Ruling due soon in Tamarack Resort bankruptcies

Associated Press

BOISE – A federal bankruptcy court judge said Friday he’ll decide within two weeks whether to dismiss the bankruptcy cases of two real estate companies that own a majority of troubled Tamarack Resort, a move that could help clear the way for investment bank Credit Suisse to gain control of the resort.

Attorneys for Jean-Pierre Boespflug, Tamarack’s chief executive officer who owns 50.6 percent of the resort, and Alfredo Miguel Afif, its chairman who owns 26 percent, and for Credit Suisse, participated in a three-hour court hearing.

Chief Bankruptcy Judge Terry Myers told them his decision would be rendered by Oct. 16.

Credit Suisse sued in March after Boespflug’s and Miguel’s companies didn’t fulfill their agreement to cover Tamarack’s debt obligations when the resort defaulted on a $260 million syndicated loan. The bank now contends Boespflug and Miguel inappropriately sought bankruptcy protection for their companies in order to buy time for the resort to find a new investor.

Friday’s hearing came a day after the Associated Press reported Boespflug planned to inject enough personal funding to open skiing in December – but wouldn’t commit to keeping the resort 90 miles north of Boise afloat until season’s end without additional money from new investors.

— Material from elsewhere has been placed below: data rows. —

PR #1861, opened 2024-03-27
fix(example): ensure zoom buttons zoom by a full zoom level only

monsieurtanuki:
Removed some bounding controls so that zooms get increased / decreased by 1.


JaffaKetchup (approved):
LGTM, can't see why this wouldn't be better.

PR #1869, opened 2024-04-11
feat: add `BlendMode` support to `CircleLayer`

Y0ngg4n:
Currently overlapping Polygons are adding up in stroke color. To fix this it adds the BlendMode.src to all so this should not happen anymore.
Before:

image

### DIFF
--- a/lib/src/layer/circle_layer/painter.dart
+++ b/lib/src/layer/circle_layer/painter.dart
@@ -103,6 +103,7 @@ class CirclePainter extends CustomPainter {
       for (final radius in pointsByRadius.keys) {
         final pointsByRadiusColor = pointsByRadius[radius]!;
         final radiusPaint = paint..strokeWidth = radius * 2;
+        radiusPaint.blendMode = BlendMode.luminosity;
         _paintPoints(canvas, pointsByRadiusColor, radiusPaint);
       }
     }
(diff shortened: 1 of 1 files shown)


mootw (commented):
do you have an example after picture or some code to test with? Also any particular reason to hard code the BlendMode vs pass it in as a parameter to the layer? Thanks for your contribution!

Y0ngg4n:
@mootw i could not test it because of dependency hell. But it uses the same blend mode as in the polygons so the behaviour should be the same.

lib/src/layer/circle_layer/painter.dart
```diff
@@ -92,6 +93,7 @@ class CirclePainter extends CustomPainter {
       for (final radius in pointsByRadius.keys) {
         final pointsByRadiusColor = pointsByRadius[radius]!;
         final radiusPaint = paint..strokeWidth = radius * 2;
+        radiusPaint.blendMode = BlendMode.src;
```
Alexays, line 96: You should move it to first assignment (paintPoint) to avoid useless re-assignment.

lib/src/layer/circle_layer/painter.dart
```diff
@@ -103,6 +105,7 @@ class CirclePainter extends CustomPainter {
...
```
Alexays, line 108: You can remove it if previous comment resolved.

JaffaKetchup (changes requested):
Hey @Y0ngg4n, thanks for this so far!

Some changes do need to be made before we can merge this though:

 * We will require an example (or an update to the exisiting one), or at least some code to test on this occassion
 * It may also be a good idea to incorporate this into the polygon and polyline layers, although they use some more complex logic, so it may not work very performantly (may require more calls to `saveLayer`). This may be out of the scope of this PR?
 * And as said, it should become a property on both the `CircleLayer` and `CircleMarker`, with the same decision logic as other properties.

JaffaKetchup:
I'm going to close this for now. This is a good option to introduce to all the painting layers, but that needs a new PR.

PR #1871, opened 2024-05-01
fix: correct display of `StrokePattern.solid` at high zoom levels

monsieurtanuki:
### What
* Changed the way to display the solid style segments (polygon and polyline), in order to fix a display side-effect.
* Some performance test should be performed to see if we're not significantly impacted, as we added a pre-computation step with potentially many allocations.
* That fix works only for lines, not for areas.

### Impacted files
* `polygon_layer/painter.dart`: now using the new `SolidPixelHiker` for solid style display
* `polyline_layer/painter.dart`: now using the new `SolidPixelHiker` for solid style display
* `pixel_hiker.dart`: new `SolidPixelHiker` class

### Screenshots
Example on high zoom level: the `path`s are unstable beyond a certain threshold, and as a side effect some painting are corrupted (in that case, the border). 
| before | after |
| -- | -- |
| Screenshot_1714549210 | Screenshot_1714555249 |

### DIFF
--- a/lib/src/layer/misc/line_patterns/pixel_hiker.dart
+++ b/lib/src/layer/misc/line_patterns/pixel_hiker.dart
@@ -237,6 +237,45 @@ class DashedPixelHiker extends _PixelHiker {
   }
 }
 
+/// Pixel hiker that lists the visible solid segments to display on the way.
+@internal
+class SolidPixelHiker extends _PixelHiker {
+  /// Standard Solid Pixel Hiker constructor.
+  SolidPixelHiker({
+    required super.offsets,
+    required super.closePath,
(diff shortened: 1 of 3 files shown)


josxha:
Thanks for the pull request, lgtm!

josxha (approved):

monsieurtanuki:
Thank you @josxha for your review!

We still need:
* to create a new issue about polygon areas not being correctly displayed in high zoom levels (25+) because of flutter limitations (path coordinates > 64M), and I have an algorithm for that
* to check the impact on performances - on one hand we allocate memory for pre-computations, on the other hand we display smaller polylines and polygon areas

Construction on Tamarack’s Village Plaza centerpiece is at a standstill, with at least $56 million needed to finish the project. Tennis stars Andre Agassi and Steffi Graf bailed out of a luxury hotel project earlier this year, and Bank of America and Sterling Bank plan separate foreclosure auctions for the resort’s conference center and employee housing after Tamarack fell behind on payments.

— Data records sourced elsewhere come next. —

PR #615, opened 2022-04-22
introduce a reverse proxy to KCM and CPC in order to enable CPC metrics 

atiratree:
- KCM is now serving on port 10358, so the proxy can take KCM's former port 10257 which is opened on nodes and can be used by prometheus for metrics

- serving-cert is used by the proxy and renamed to kcm-cpc-reverse-proxy-serving-cert
- introduce new localhost certificates
  - cpc-localhost-serving-cert
  - kcm-localhost-serving-cert

### DIFF
--- a/bindata/assets/config/defaultconfig.yaml
+++ b/bindata/assets/config/defaultconfig.yaml
@@ -29,7 +29,7 @@ extendedArguments:
   cluster-signing-duration:
   - "720h"
   secure-port:
-  - "10257"
+  - "10358"
   cert-dir:
   - "/var/run/kubernetes"
   root-ca-file:
--- a/bindata/assets/kube-controller-manager/svc.yaml
+++ b/bindata/assets/kube-controller-manager/svc.yaml
@@ -4,7 +4,7 @@ metadata:
   namespace: openshift-kube-controller-manager
   name: kube-controller-manager
   annotations:
-    service.beta.openshift.io/serving-cert-secret-name: serving-cert
+    service.beta.openshift.io/serving-cert-secret-name: kcm-cpc-reverse-proxy-serving-cert
   labels:
     prometheus: "kube-controller-manager"
 spec:
--- a/manifests/0000_90_kube-controller-manager-operator_04_servicemonitor-controller-manager.yaml
+++ b/manifests/0000_90_kube-controller-manager-operator_04_servicemonitor-controller-manager.yaml
@@ -78,3 +78,46 @@ spec:
   selector:
     matchLabels:
       prometheus: kube-controller-manager
+---
+apiVersion: monitoring.coreos.com/v1
+kind: ServiceMonitor
+metadata:
+  labels:
+    k8s-app: kube-controller-manager
+  name: cluster-policy-controller
+  namespace: openshift-kube-controller-manager
+  annotations:
+    include.release.openshift.io/ibm-cloud-managed: "true"
+    include.release.openshift.io/self-managed-high-availability: "true"
+    include.release.openshift.io/single-node-developer: "true"
+spec:
+  endpoints:
+    - bearerTokenFile: /var/run/secrets/kubernetes.io/serviceaccount/token
+      interval: 30s
+      metricRelabelings:
+        - action: drop
+          regex: etcd_(debugging|disk|request|server).*
+          sourceLabels:
+            - __name__
+        - action: drop
+          regex: rest_client_request_latency_seconds_(bucket|count|sum)
+          sourceLabels:
+            - __name__
+        - action: drop
+          regex: root_ca_cert_publisher_sync_duration_seconds_(bucket|count|sum)
+          sourceLabels:
+            - __name__
+      port: https
+      scheme: https
+      path: /cluster-policy-controller/metrics
+      tlsConfig:
+        caFile: /etc/prometheus/configmaps/serving-certs-ca-bundle/service-ca.crt
+        serverName: kube-controller-manager.openshift-kube-controller-manager.svc
+        certFile: /etc/prometheus/secrets/metrics-client-certs/tls.crt
+        keyFile: /etc/prometheus/secrets/metrics-client-certs/tls.key
+  namespaceSelector:
+    matchNames:
+      - openshift-kube-controller-manager
+  selector:
+    matchLabels:
+      prometheus: kube-controller-manager
--- a/manifests/0000_90_kube-controller-manager-operator_04_servicemonitor-controller-manager.yaml
+++ b/manifests/0000_90_kube-controller-manager-operator_04_servicemonitor-controller-manager.yaml
@@ -65,7 +65,7 @@ spec:
       sourceLabels:
       - __name__
     - action: drop
-      regex: rest_client_request_latency_seconds_(bucket|count|sum)
+      regex: rest_client_request_duration_seconds_(bucket|count|sum)
       sourceLabels:
       - __name__
     - action: drop
@@ -114,7 +114,7 @@ spec:
           sourceLabels:
             - __name__
         - action: drop
-          regex: rest_client_request_latency_seconds_(bucket|count|sum)
+          regex: rest_client_request_duration_seconds_(bucket|count|sum)
           sourceLabels:
             - __name__
         - action: drop
--- a/manifests/0000_90_kube-controller-manager-operator_04_servicemonitor-controller-manager.yaml
+++ b/manifests/0000_90_kube-controller-manager-operator_04_servicemonitor-controller-manager.yaml
@@ -52,6 +52,13 @@ spec:
   endpoints:
   - bearerTokenFile: /var/run/secrets/kubernetes.io/serviceaccount/token
     interval: 30s
+    relabelings:
+      - action: replace
+        targetLabel: container
+        replacement: kube-controller-manager
+      - action: replace
+        targetLabel: job
+        replacement: kube-controller-manager
     metricRelabelings:
     - action: drop
       regex: etcd_(debugging|disk|request|server).*
@@ -94,6 +101,13 @@ spec:
   endpoints:
     - bearerTokenFile: /var/run/secrets/kubernetes.io/serviceaccount/token
       interval: 30s
+      relabelings:
+        - action: replace
+          targetLabel: container
+          replacement: cluster-policy-controller
+        - action: replace
+          targetLabel: job
+          replacement: cluster-policy-controller
       metricRelabelings:
         - action: drop
           regex: etcd_(debugging|disk|request|server).*
--- a/pkg/cmd/reverseproxy/cmd.go
+++ b/pkg/cmd/reverseproxy/cmd.go
@@ -1,0 +1,227 @@
+package reverseproxy
+
+import (
+	"crypto/tls"
+	"crypto/x509"
+	"errors"
+	"fmt"
+	"io/ioutil"
+	"net"
+	"net/http"
+	"net/http/httputil"
+	"net/url"
+	"path/filepath"
+	"strings"
+	"time"
+
+	"github.com/spf13/cobra"
+	"github.com/spf13/pflag"
+
+	"k8s.io/apimachinery/pkg/util/sets"
+	"k8s.io/klog/v2"
+
+	"github.com/openshift/library-go/pkg/crypto"
+)
+
+// reverseProxyOpts holds values to run the proxy.
+type reverseProxyOpts struct {
+	bindAddress string
+	certFile    string
+	keyFile     string
+
+	kcmPort         string
+	kcmCABundleFile string
+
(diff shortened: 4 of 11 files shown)


bindata/assets/kube-controller-manager/svc.yaml
```diff
@@ -4,7 +4,7 @@ metadata:
   namespace: openshift-kube-controller-manager
   name: kube-controller-manager
   annotations:
-    service.beta.openshift.io/serving-cert-secret-name: serving-cert
+    service.beta.openshift.io/serving-cert-secret-name: kcm-cpc-reverse-proxy-serving-cert
```
atiratree, line 7: we have to change the name of the secret/file because cluster-policy-controller searches this location by default.

But it is causing small hiccups when upgrading. The in between pods crash before the final revision is reached as the moving of the secret is asynchronous.

so we will get a few of these before the final revision is reached

> open /etc/kubernetes/static-pod-resources/secrets/serving-cert/tls.crt: no such file or directory

pkg/operator/starter.go
```diff
@@ -238,14 +238,22 @@ var deploymentConfigMaps = []revision.RevisionResource{
...
+	{Name: "cpc-localhost-serving-ca"},
 }
 
 // deploymentSecrets is a list of secrets that are directly copied for the current values.  A different actor/controller modifies these.
 var deploymentSecrets = []revision.RevisionResource{
 	{Name: "service-account-private-key"},
 
+	// created by certrotation controller
+	{Name: "kcm-localhost-serving-cert"},
+	{Name: "cpc-localhost-serving-cert"},
```
atiratree, line 253: we may get an err/warnings for a while in the operator before the certrorationcontroller creates the resources. This might take a few seconds and generate 10s of errors. Is that okay?

```
E0421 17:51:38.100472       1 base_controller.go:270] "InstallerController" controller failed to sync "key", err: missing required resources: [secrets: csr-signer,kube-controller-manager-client-cert-key, configmaps: cpc-localhost-serving-ca-7,kcm-localhost-serving-ca-7, secrets: cpc-localhost-serving-cert-7,kcm-localhost-serving-cert-7,localhost-recovery-client-token-7,service-account-private-key-7]
I0421 17:51:38.261844       1 event.go:282] Event(v1.ObjectReference{Kind:"Deployment", Namespace:"openshift-kube-controller-manager-operator", Name:"kube-controller-manager-operator", UID:"19fa4dd8-0702-4c69-8768-6a6748af6258", APIVersion:"apps/v1", ResourceVersion:"", FieldPath:""}): type: 'Warning' reason: 'RequiredInstallerResourcesMissing' secrets: csr-signer,kube-controller-manager-client-cert-key, configmaps: cpc-localhost-serving-ca-7,kcm-localhost-serving-ca-7, secrets: cpc-localhost-serving-cert-7,kcm-localhost-serving-cert-7,localhost-recovery-client-token-7,service-account-private-key-7
```

bindata/assets/config/defaultconfig.yaml
```diff
@@ -29,7 +29,7 @@ extendedArguments:
   cluster-signing-duration:
   - "720h"
   secure-port:
-  - "10257"
+  - "10358"
```
atiratree, line 32: since prometheus is not running in bootstrap phase it probably doesn't make sense to run the proxy there. One thing that is a bit off is that the kube-controller-manager still has the port 10257 in a bootstrap phase and after that proxy overtakes it

manifests/0000_90_kube-controller-manager-operator_04_servicemonitor-controller-manager.yaml
```diff
@@ -78,3 +78,46 @@ spec:
...
+  endpoints:
+    - bearerTokenFile: /var/run/secrets/kubernetes.io/serviceaccount/token
+      interval: 30s
+      metricRelabelings:
+        - action: drop
+          regex: etcd_(debugging|disk|request|server).*
+          sourceLabels:
+            - __name__
+        - action: drop
+          regex: rest_client_request_latency_seconds_(bucket|count|sum)
```
aojea, line 117: I don't know when this has changed , but is `rest_client_request_duration_seconds` IIUIC https://github.com/kubernetes/kubernetes/blob/17381762dd6caafe72cda9e9c39e42405391f1e9/staging/src/k8s.io/component-base/metrics/prometheus/restclient/metrics.go#L36

manifests/0000_90_kube-controller-manager-operator_04_servicemonitor-controller-manager.yaml
```diff
@@ -78,3 +78,46 @@ spec:
...
+          sourceLabels:
+            - __name__
+        - action: drop
+          regex: root_ca_cert_publisher_sync_duration_seconds_(bucket|count|sum)
+          sourceLabels:
+            - __name__
+      port: https
+      scheme: https
+      path: /cluster-policy-controller/metrics
```
aojea, line 126: so, basically, you add a reverse proxy so you multiplex metrics by url

https://host:port/metrics -> kcm
https://host:port/cluster-policy/cluster-policy-controller/metrics -> cpc 

I'm not familiar with Openshift, is this the common way to do this in Openshift, is an interesting case indeed?

bindata/assets/config/defaultconfig.yaml
aojea: yeah, 10257 is the default port, can there be more consequences with this change?


```
--secure-port int     Default: 10257
```

aojea: by the way, where do you set the `--secure-port` option in kcm to listen on port 10358?

aojea: oh, it is generated when it renders based on the manifest?

pkg/cmd/reverseproxy/cmd.go
```diff
@@ -0,0 +1,225 @@
...
+	kcmURL, err := url.Parse("https://" + net.JoinHostPort("127.0.0.1", r.kcmPort))
+	if err != nil {
+		return err
+	}
+	cpcURL, err := url.Parse("https://" + net.JoinHostPort("127.0.0.1", r.cpcPort))
+	if err != nil {
+		return err
+	}
+
+	kcmProxy, err := newReverseProxy(kcmURL, r.kcmCABundleFile, "")
```
aojea, line 122: I always  have doubts with this, it should be empty or just a single slash "/"?

pkg/cmd/reverseproxy/cmd.go
```diff
@@ -0,0 +1,225 @@
...
+	if len(r.cpcPathPrefix) == 0 {
+		return errors.New("missing required flag: --cpc-url-path-prefix")
+	}
+	return nil
+}
+
+// Run contains the logic of the proxy command.
+func (r *reverseProxyOpts) Run() error {
+	if len(r.certFile) == 0 || len(r.keyFile) == 0 {
+		err := r.generateSelfSignedCert()
```
soltysh, line 107: Why not fail instead of generating self-signed certs?

pkg/operator/certrotationcontroller/certrotationcontroller.go
```diff
@@ -118,7 +118,86 @@ func newCertRotationController(
...
+			Informer:      kubeInformersForNamespaces.InformersFor(operatorclient.TargetNamespace).Core().V1().ConfigMaps(),
+			Lister:        kubeInformersForNamespaces.InformersFor(operatorclient.TargetNamespace).Core().V1().ConfigMaps().Lister(),
+			Client:        configMapsGetter,
+			EventRecorder: eventRecorder,
+		},
+		certrotation.RotatedSelfSignedCertKeySecret{
+			Namespace:              operatorclient.TargetNamespace,
+			Name:                   "kcm-localhost-serving-cert",
+			Validity:               850 * rotationDay, // 28 months - kcm-cpc-reverse-proxy-serving-cert has 26 months
+			Refresh:                425 * rotationDay, // 14 months - kcm-cpc-reverse-proxy-serving-cert has 13 months
```
soltysh, line 148: Any particular reason for this long rotation? What is the problem if we rotate these like all the remaining serving certs every 60/30 days? /cc @deads2k I'd like your input on this matter

soltysh: This applies to other certs as well.

soltysh: The only reason the localhost we have in kas-o are 10y validity is they are meant for recovery, but this one should be fine rotating like all the others with 60 validity and 30 refresh, imo.

soltysh (commented):
The biggest unknown to me is the certs validity period, that's why I'd like to have confirmation from @deads2k about it.

manifests/0000_90_kube-controller-manager-operator_04_servicemonitor-controller-manager.yaml
atiratree: thanks for noticing, yes it seems to have been removed 2 years ago https://github.com/kubernetes/kubernetes/commit/606e4503cf4cea9f05cfd467b88c88cf9c5648d9

I have added `rest_client_request_duration_seconds` to be dropped

manifests/0000_90_kube-controller-manager-operator_04_servicemonitor-controller-manager.yaml
atiratree: Yes. But I am not sure how common (if anybody even does this approach) this is in openshift. 

We decided to use this approach after a discussion with installer people: apparently there is no process/solution to update (open/close) new ports on our nodes (usually via cloud provider API) and we do it on install only. And it seems there is no plan for such a solution in the future. This is not a problem for new clean installs, but we are unable to open a port for cluster-policy-controller (10357) on upgrades.

The proxy seems the most feasible solution how to achieve scrapping of our metrics.

aojea: It was mostly curiosity ,  agree the proxy seems the simplest and easiest solution to this problem

pkg/cmd/reverseproxy/cmd.go
atiratree: I just started with `""` for simplicity. But I guess `"/"` looks better since we can reuse the same const variable also for registering the handle func. Updated

pkg/cmd/reverseproxy/cmd.go
atiratree: I thought it would be preferable in case something goes wrong with the cert / secret / cluster-ca operator. 

Even though the metrics collection would stop working and we would receive the alerts, it might be advantageous to have access to kcm even in such cases (for example for debugging eg. `debug/controllers/garbagecollector/graph` or for manually fetching the metrics).

Also I just found out it might be needed for this use case https://github.com/kubernetes/kubernetes/blob/master/pkg/registry/core/rest/storage_core.go#L396 but I am not sure how necessary is it.

pkg/operator/certrotationcontroller/certrotationcontroller.go
atiratree: Since the front serving cert (kube-controller-manager svc)  of the proxy rotates after one year (service-ca operator), I thought  it might not be necessary to rotate the localhost certs faster. But I am not against changing it to any other value if we want to follow conventions.

pkg/cmd/reverseproxy/cmd.go
```diff
@@ -0,0 +1,227 @@
...
+
+	proxy.Director = func(req *http.Request) {
+		req.URL.Scheme = target.Scheme
+		req.URL.Host = target.Host
+		if len(pathPrefix) != 0 && pathPrefix != "/" {
+			req.URL.Path = strings.TrimPrefix(req.URL.Path, pathPrefix)
+			if len(req.URL.RawPath) != 0 {
+				req.URL.RawPath = strings.TrimPrefix(req.URL.EscapedPath(), pathPrefix)
+			}
+		}
```
aojea, line 213: this will need some tests to verify that the pathPrefix and Trim doesn't do something we don't want

I will put it in its own function and unit test it
```go
func trimPathPrefix(pathPrefix string, path string) string {
}
```

atiratree: good idea, I will add this if we decide to proceed with this PR as there are currently concerns a proxy is not a safe approach.

aojea: that is why I've asked https://github.com/openshift/cluster-kube-controller-manager-operator/pull/615#discussion_r855843178 , I think this will be a common problem that will need a standard solution @deads2k @soltysh

atiratree:
/hold

this needs to be reworked as there are issues with using a proxy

In Friday’s hearing, Credit Suisse argued that when Boespflug’s Cross Atlantic Real Estate LLC and Miguel’s VPG Investments filed for Chapter 11 bankruptcy protection Feb. 15, they sought only to buy time. They acted in bad faith by seeking not to reorganize their own companies, but rather to buy time for Tamarack to restructure and to keep the bank from replacing resort management, Credit Suisse’s lawyers said.

“It’s crystal clear they filed the case to stop us from executing on our state law rights,” said Joel Samuels, an attorney for the Zurich-based bank. “They filed to use bankruptcy as a parking space.”

Justin May, Boespflug’s lawyer, countered that his client’s continued personal financial commitment to Tamarack after seeking bankruptcy protection was ample evidence that he was sincere about protecting not only his own stake, but also the value of the resort.

Boespflug has made $11 million in loans to the resort since April.